The “Saturday Night Fun” assignment from Randy Seaver at Genea-Musings (along with some of the fine results) can be found here.  It involved picking out a photograph to use in this challenge for August 16 by the Family Curator.  For the original challenge you hold up an old photograph and match it up to the present day scene.  This means you have to be in the area.  Unfortunately, I live far from the sites of my past and that of my ancestors so I was am not able to do this exactly.  I also was not able to just choose my photo and let it go at that. Here is what I did.

The parsonage now and us back in 1953.

In 2004 I spent a day driving around Detroit taking photographs of places where I used to live and of other houses family members lived in.  The angle of this house fit almost perfectly with the photograph taken in 1953 of my father with my little sister Pearl and me.  We are in front of the parsonage on Atkinson. My father was the minister of St. Mark’s Presbyterian Church, two blocks up the street on the corner of 12th Street and Atkinson.

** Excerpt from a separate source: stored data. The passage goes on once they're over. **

PR #11524, opened 2018-05-15
DNN: Only execute SMID part of convolutional layer if CV_SIMD128 is enabled

marting87:
After the SIMD instructions the non-SIMD part was still executed. The results of the SIMD part was overwritten.

Should lead to performance boost in when computing the conv layer on CPU only.

### DIFF
--- a/modules/dnn/src/layers/convolution_layer.cpp
+++ b/modules/dnn/src/layers/convolution_layer.cpp
@@ -482,10 +482,11 @@ public:
         bool useAVX;
         bool useAVX2;
         bool useAVX512;
+        bool hasSIMD;
 
         ParallelConv()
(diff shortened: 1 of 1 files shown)


alalek:
If SIMD128 compilation option is enabled, then OpenCV should not launch at all if there is no SSE/NEON/VSX support from the hardware.

Please describe in details your platform configuration and used build flags.

marting87:
Agree,` if( hasSIMD )` is not needed. 

I'm using an ARM Processor with NEON support. 

The issue is that the code encapsulated in `#if CV_SIMD128` is executed correctly, but after the `#endif` it is overwritten. Perhabs encapsulate this code in an `#else`?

My sister and I shared the bedroom on the upper left.  We used to look out of the side window into the attic of Carol and Deborah. They were our age and lived next door and got to stay up much later then we did. They had a wonderful playroom in the attic.  I taught Pearl to read by the streetlight shinning into our bedroom.  I don’t know why we waited until we were supposed to be in the bed to teach and learn reading.

On our other side lived Eleanor Gross with her family. Eleanor was a teenager and babysat with us during the rare times our parents went out.  My paternal grandparents lived down the street and I have a 2004 photograph of that house which I think I will mix with one from the 1950’s.  I was trying to think of someone still in Detroit that I could get to take a photo from the proper angle of St. Mark’s. I like this assignment!

Albert and Pearl (Reed) Cleage

Last week Megan and Jim Heyl were kind enough to do some cemetery sleuthing for me. In spite of the rude and unhelpful attitude of the office staff, they found the groundskeeper to be helpful. He located the sod covered headstones of my paternal grandparents.  The Heyls dug them out and replaced them on top of the sod so that they are now showing. More on Detroit Memorial Park Cemetery in the future.

1883 - Husband - 1957 Dr. Albert B. Cleage

My grandparents graves are left of center, front.